Кстати, если бы ты и в Зачарованные скалы тогда пришёл просто так, из
любопытства, то вряд ли что-то бы увидел. Но туда человеку попасть легче. Собственно,
Зачарованные скалы - просто убежище... укрытие. А Лунная гавань - это переход.
Врата в другой мир. Там и были-то за всё время только два человека. Король
Эдвин Юный и ещё... моя мама...
На этих словах
Лаэг слегка запнулся, словно воспоминание о матери причинило ему боль. Но
продолжал спокойно:
- Но ты-то как
раз можешь прийти в Гавань один раз... если я уйду за Море... если захочешь
проводить меня. Мы ведь братья, - он улыбнулся, чтобы смягчить невольную
грустинку. - Но это, наверное, будет ещё не скоро. Ты ещё успеешь вырасти... а
может, даже состариться.
Я вдруг
почувствовал странную грусть. Даже заныло что-то в самой середине груди, как бывало
иногда, когда я начинал думать о чём-то совсем уж отдалённом и непонятном.

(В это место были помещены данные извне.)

PR #795, opened 2016-02-05
New upgrade classes

knifewine:
we need to pay closer attention to both head of branch testing, as well as testing of provisional releases as an upgrade's terminating version.

these changes introduce vars to track both the head of various branches, and also others to track 'latest' versions available. in specific release testing we'll be using tags assigned to these latest vars. to reduce unnecessary testing and noise, these are currently gated on whether or not the 'latest' appears to be a provisional unreleased version (currently simply if it has 'tentative' in the name we include it for testing).

this also adds some missing cases for testing 3.3 (along with the new conditional classes that correspond).

### DIFF
--- a/upgrade_through_versions_test.py
+++ b/upgrade_through_versions_test.py
@@ -20,15 +20,23 @@ from cassandra.query import SimpleStatement
 from dtest import Tester, debug
 from tools import generate_ssl_stores, known_failure, new_node
 
-trunk_version = '3.4'
+# these should be latest tentative tags, falling back to the most recent release if no pending tentative
 latest_2dot0 = '2.0.17'
 latest_2dot1 = '2.1.12'
 latest_2dot2 = '2.2.4'
-latest_3dot0 = '3.0.2'
+latest_3dot0 = 'git:tentative-3.0.3'
 latest_3dot1 = '3.1.1'
 latest_3dot2 = '3.2.1'
-latest_3dot3 = '3.3'
-trunk_ccm_string = 'git:trunk'
+latest_3dot3 = 'git:tentative-3.3'
+
+head_2dot0 = 'git:cassandra-2.0'
+head_2dot1 = 'git:cassandra-2.1'
+head_2dot2 = 'git:cassandra-2.2'
+head_3dot0 = 'git:cassandra-3.0'
+head_3dot1 = 'git:cassandra-3.1'
+head_3dot2 = 'git:cassandra-3.2'
+head_3dot3 = 'git:cassandra-3.3'
+head_trunk = 'git:trunk'
 
 
 def sanitize_version(version, allow_ambiguous=True):
@@ -39,7 +47,7 @@ def sanitize_version(version, allow_ambiguous=True):
     If allow_ambiguous is False, will raise RuntimeError if no version is found.
     """
     if (version == 'git:trunk') or (version == 'trunk'):
-        return LooseVersion(trunk_ccm_string)
+        return LooseVersion(head_trunk)
 
     match = re.match('^.*(\d+\.+\d+\.*\d*).*$', unicode(version))
     if match:
@@ -856,24 +864,24 @@ def create_upgrade_class(clsname, version_list, protocol_version,
 # Proto v1 upgrade classes (v1 supported on 2.0, 2.1, 2.2)
 create_upgrade_class(
     'ProtoV1Upgrade_2_0_UpTo_2_1',
-    [latest_2dot0, 'git:cassandra-2.1'],
+    [latest_2dot0, head_2dot1],
     bootstrap_test=True,
     protocol_version=1
 )
 create_upgrade_class(
     'ProtoV1Upgrade_2_1_UpTo_2_2',
-    [latest_2dot1, 'git:cassandra-2.2'],
+    [latest_2dot1, head_2dot2],
     bootstrap_test=True,
     protocol_version=1
 )
 create_upgrade_class(
     'ProtoV1Upgrade_AllVersions',
-    [latest_2dot0, latest_2dot1, 'git:cassandra-2.2'],
+    [latest_2dot0, latest_2dot1, head_2dot2],
     protocol_version=1
 )
 create_upgrade_class(
     'ProtoV1Upgrade_AllVersions_RandomPartitioner',
-    [latest_2dot0, latest_2dot1, 'git:cassandra-2.2'],
+    [latest_2dot0, latest_2dot1, head_2dot2],
     protocol_version=1,
     extra_config=(
         ('partitioner', 'org.apache.cassandra.dht.RandomPartitioner'),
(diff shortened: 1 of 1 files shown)


knifewine:
@mambocab and @ptnapoleon for review, and to make sure I didn't make silly mistakes.

ptnapoleon:
I feel like there is a lot of duplication here. Jim will probably have both opinions and ideas on that. The thought of constantly updating tentative versions is distasteful, but I lack an alternative to suggest. I don't see any mistakes, but will give a closer reading on Monday.

upgrade_through_versions_test.py
```diff
@@ -20,15 +20,23 @@
 from dtest import Tester, debug
 from tools import generate_ssl_stores, known_failure, new_node
 
-trunk_version = '3.4'
+# these should be latest tentative tags, falling back to the most recent release if no pending tentative
 latest_2dot0 = '2.0.17'
 latest_2dot1 = '2.1.12'
 latest_2dot2 = '2.2.4'
-latest_3dot0 = '3.0.2'
+latest_3dot0 = 'git:3.0.3-tentative'
```
mambocab: Is this really the latest 3.0? My initial reaction is that the latest would be the latest release, and that this is... 3.0 `HEAD`? I think the distinction may be necessary so that we can test both "`HEAD` on 2.2 can correctly upgrade to the most recent 3.0 release" and "`HEAD` on 3.0 can be correctly upgraded from the latest 2.2 release".

upgrade_through_versions_test.py
```diff
@@ -853,119 +861,235 @@ def create_upgrade_class(clsname, version_list, protocol_version,
     return newcls
 
 
+def is_unreleased(version_or_tag):
+    """
+    For gating unnecessary testing of already released upgrade tests endpoints.
+    """
+    if 'tentative' in version_or_tag:
```
mambocab: Could be more succinct as `return 'tentative' in version_or_tag`.

upgrade_through_versions_test.py
```diff
@@ -20,15 +20,23 @@
...
+latest_3dot3 = 'git:3.3-tentative'
+
+head_2dot0 = 'git:cassandra-2.0'
+head_2dot1 = 'git:cassandra-2.1'
+head_2dot2 = 'git:cassandra-2.2'
+head_3dot0 = 'git:cassandra-3.0'
+head_3dot1 = 'git:cassandra-3.1'
+head_3dot2 = 'git:cassandra-3.2'
+head_3dot3 = 'git:cassandra-3.3'
+head_trunk = 'git:trunk'
```
mambocab: +1 on moving `git:` strings out into vars.

upgrade_through_versions_test.py
mambocab: Sorry, I see the `HEAD`-release distinction. However, I think the same logic may apply, but wrt the distinction between the latest release and a tentative tag.

mambocab: That said: I do see the benefit of treating the tagged release as the latest release, since we get to just change a value and run the same tests.

knifewine: right, and generally testing and upgrade path that ends with an already released version is pointless because if a bug is found the bug is, uh, already released. stepping through releases in the early points of the upgrade path, however, is important.

mambocab: A failure scenario I imagine here is:

- `3.0.X-tentative` gets tagged, bumping `3.0.W` (where `W = X-1`) out of the 'latest' slot
- Before `3.0.X` is released, a change is introduced to `git:cassandra-2.2` that breaks upgrade to `3.0.W`
- We don't catch the regression in 2.2 because we stopped testing the `git:cassandra-2.2` :arrow_forward: `3.0.W` upgrade path before that path was no longer supported.

knifewine: if there are better ways we can name things here, I'm all for it -- the 'latest' and 'head' notation is indeed a bit murky, but I'm at a loss for anything with more clarity to the purpose.

it gets even weirder when we might have less branches in git for tick-tock, and more temporary tags (just a hypothetical concern at this point though) -- since a tag isn't a head.

upgrade_through_versions_test.py
knifewine: yeah, despite introducing more classes, this makes the maintenance burden actually lower, as we can do most maintenance right here at the top of the module. the way we had it before kinda led to false confidence that things were being tested.

knifewine:
overall @ptnapoleon I agree it's not ideal as far as duplication goes, but I'd argue at this point we need coverage more than yet more upgrade code optimization (it's getting more difficult to justify time on these somewhat peripheral aspects).

@mambocab have discussed going back to a more generative approach but I think that's going to take time to get right, and we need to strike a balance there wrt keeping a nice user surface. dev's don't want to work with tests that require them to have an advanced degreee in upgrade-ology.

upgrade_through_versions_test.py
```diff
@@ -853,119 +861,235 @@ def create_upgrade_class(clsname, version_list, protocol_version,
...
+        bootstrap_test=True,
+        protocol_version=3
+    )
+create_upgrade_class(
+    'ProtoV3Upgrade_3_0_UpTo_3_1_HEAD',
+    [latest_3dot0, head_3dot1],
+    bootstrap_test=True,
+    protocol_version=3
+)
+if is_unreleased(latest_3dot1):
```
mambocab: I don't understand this one. Is there ever going to be another tentative 3.1?

Maybe the thing to do is to have a `latest_3dotX` constant?

upgrade_through_versions_test.py
mambocab: Agh, right -- and sometimes we're going to have point releases for already-released 3.X releases.

I guess the model in this PR is about as complex as we probably want to handle for the moment, so +1. That said, these concerns show are a reason we might want to move to something like a graph of valid upgrades that we use to generate upgrade paths, like we've been discussing privately.

mambocab:
I actually don't see problematic duplication here -- there's room to abstract, but I don't think we know the right abstractions yet.

upgrade_through_versions_test.py
```diff
@@ -853,119 +861,232 @@ def create_upgrade_class(clsname, version_list, protocol_version,
...
+    )
 create_upgrade_class(
-    'ProtoV3Upgrade_2_2_UpTo_3_0',
-    [latest_2dot2, 'git:cassandra-3.0'],
+    'ProtoV3Upgrade_3_0_UpTo_3_1_HEAD',
+    [latest_3dot0, head_3dot1],
     bootstrap_test=True,
     protocol_version=3
 )
+if is_unreleased(latest_3dot1):
```
mambocab: Ok, I think I understand this now: until 3.3 is released, we might come out with a 3.1.X to address some bug. Can you confirm that?

knifewine: right -- any release lines that could still see a release need the be targeted for testing when applicable (at this point via the dumb 'tentative' check).

upgrade_through_versions_test.py
knifewine: yeah, like we discussed in the thread below we want to keep that possibility open. in practicality, if there's a 3.1 patch release coming, we'd point latest_3dot1 to the suggested tag, it would be tested, and post-release we'd update latest_3dot1 again and it would be omitted from testing (via the is_unreleased mechanism).

mambocab:
I was not clear enough in my most recent comments -- I'm +1 on merging. We're pushing the bounds of the complexity we can manage successfully with the current approach, but that's fine for the time being.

Например, о своей собственной смерти. Или о тех древних-древних временах и
народцах, о которых на пиру у короля эльфов пел менестрель Ойсин. Куда должен
уйти Лаэг? Зачем? Почему эльфы не могут и дальше жить здесь рядом с людьми, как
это было в давние времена? В каком мире находятся заветные Острова? Лаэг
когда-то говорил, что если людской корабль будет идти и идти далеко на Запад,
он не найдёт там ничего, кроме бескрайнего океана или, может быть, далёких
неведомых земель, населённых другими людьми и диковинными животными. Редкие из
мореплавателей-людей сумели достичь Островов или хотя бы увидеть их издали; но
все эти путешественники были людьми не простыми, как святой Брандан, о котором
я слышал от священника, и направлял их, если верить его рассказам, Божий
промысел, а может быть, и другие неведомые и могущественные силы.
- Зачем нужно
уходить в Гавань, Лаэг?
В темноте я не
мог видеть его лица, но почему-то знал, что он улыбается немножко грустной и
таинственной улыбкой, как всегда, когда я спрашивал о чём-то, чего он при всём
желании не мог бы мне объяснить. Чуть виновато произнёс:
- Ну... Я же
говорил когда-то... Мир меняется, братишка. И эльфам в нём не остаётся места. Таких
мест, как Зачарованные скалы, теперь всего-то меньше десятка... А раньше - в
каждом холме...
- Но почему?
Разве вас кто-то гонит? Ведь ваш король с королём Эдвином теперь в дружбе, -
возразил я, хотя чувствовал, что Лаэг говорит совсем не об этом. - А даже если
бы и по-другому... Жили же раньше...
- Так то -
раньше, - помолчав, ответил он. - Дело не в том, что нас кто-то гонит отсюда.
Мир уже не тот, что прежде, да и эльфы меняются, хотя не все хотят в этом
признаться... Я не могу сказать точно, я же не жил раньше... Просто... отец
говорит, волшебство в мире теряет свою силу. И те, кто хотят сохранить его
любой ценой, попадают во власть других, тёмных сил... Говорят, такие эльфы
живут где-то на севере, в холмах... кое-кого из них и эльфами-то уже нельзя назвать.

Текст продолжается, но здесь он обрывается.